Ich kenne niemanden, dem Corona dieses Jahr keinen dicken Strich durch die Pläne gezogen hat. Zwar haben einige introvertiert veranlagte Freunde berichtet, dass sich ihr Leben gar nicht so signifikant verändert hat, weil sie auch sonst selten ausgehen; aber der Mehrheit der Menschen fiel diese Zeit extrem schwer und allmählich wird das permanente zu Hause sein doch ein bisschen anstrengend. Es gibt zu wenig Abwehchslung, trotzdem das gleiche Pensum an Arbeit oder Unikram und ein scheinbar nicht endendes Fiasko an Aufräumaktionen.
Erst die Betroffenheit macht plötzlich sensibel
Vor Monaten schon wurden Stimmen laut, dass die Regelungen gelockert werden sollten und dass es den Großteil der Gesellschaft nicht betreffen würde. Die Menschen fühlen sich in ihren üblichen Freiheiten eingeschränkt und fordern diese zurück, indem sie Demonstrationen besuchen und sich teilweise bewusst den Kontaktbeschränkungen widersetzen, womöglich auch als Zeichen des Protests.
Aber hinter all den Einschränkungen, die wir in den letzten Monaten so schmerzlich erfahren mussten, darf man nicht nur eine hineininterpretierte Böswilligkeit oder sogar Verschwörung vermuten. Es gibt nicht viele Erkrankte aus der jüngeren Altersgruppe, aber es gibt sie. Und spätestens wenn Corona plötzlich in der eigenen Familie zur schrecklichen Realität wird, denkt man vielleicht darüber nach, wie es denjenigen geht, die als einzige unter Tausenden davon betroffen sind und vielleicht um ihr Leben kämpfen müssen. Ist es so schwer, zumindest einige Monate auf den engen Kontakt mit anderen Menschen zu verzichten? Ist es zu schwer, auf Restaurants und Mädelsabende zu verzichten?

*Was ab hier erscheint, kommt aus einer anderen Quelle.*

PR #1106, opened 2024-03-22
Modified Internal log level cache for better interoperability

misotrnka:
In my work I've come accross situations, where a third-party package is using my Loguru logger to emit logs. I've noticed that many time these messages are formated (colored) differently from messages emited in my code. After a brief investigation it turned out the third-party package is calling the `log()` method like this:

```python
self.logger.log(logging.INFO, message)
```

The `logging.INFO` variable is an integer constant `20`. However, Loguru's `Logger._log()` method expects a string, such as `"INFO"`. Not finding the integer `20` in the internal `core.levels_lookup` cache results into a different formatting of the message:

image

(The first message is logged through the third-party package, while the second is logged natively in my code)

It is not possible to solve this using a custom log filter, because in Loguru the log level is resolved internally and the `LogRecord.levels` information is not used. 

I believe passing the log level using the logging package's enum is a good and wide-spread practice and should be supported by Loguru.

**I propose a simple solution:** adding integer keys in additon to string keys to the internal log level cache. This effectivelly resolves the issue, increasing Loguru's interoperability with other packages without any modifications the the internal processing flow and logic.

### DIFF
--- a/loguru/_logger.py
+++ b/loguru/_logger.py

Menschlichkeit nicht vergessen
Wir sind in einer Gesellschaft und einer sozialökonomischen Struktur großgeworden, in der wir vergleichsweise sehr viele Privilegien genießen. Wir sind es auch gewohnt, dass wir wenn nicht alles, dann doch zumindest das Meiste, was wir wollen zu bekommen. Manchmal frage ich mich, ob diese Wohlstandgesellschaft nicht sogar zu noch mehr Egoismus führt, weil wir uns mit anderen nicht mehr verstehen müssen. Wir können unseren Nachbarn das Leben schwermachen, wir müssen nicht mehr der älteren Frau mit den Einkäufen helfen. Aber wir SOLLTEN.
Tief in uns wissen wir, dass eine Konsum- und Wohlstandsgesellschaft uns immer einsamer werden lässt. Wir haben angefangen, Menschen zu benutzen und nicht Gegenstände. Und wir haben angefangen, Gegenstände zu lieben, statt Menschen. Es fällt uns dadurch immer schwerer, Empathie für andere zu zeigen und ihnen die Fürsorge zukommen zu lassen, die wir uns auch selber wünschen würden. Es fällt uns schwer, den ersten Schritt zu machen, und zu zeigen, dass wir auch geben können, anstatt nur immer zu konsumieren.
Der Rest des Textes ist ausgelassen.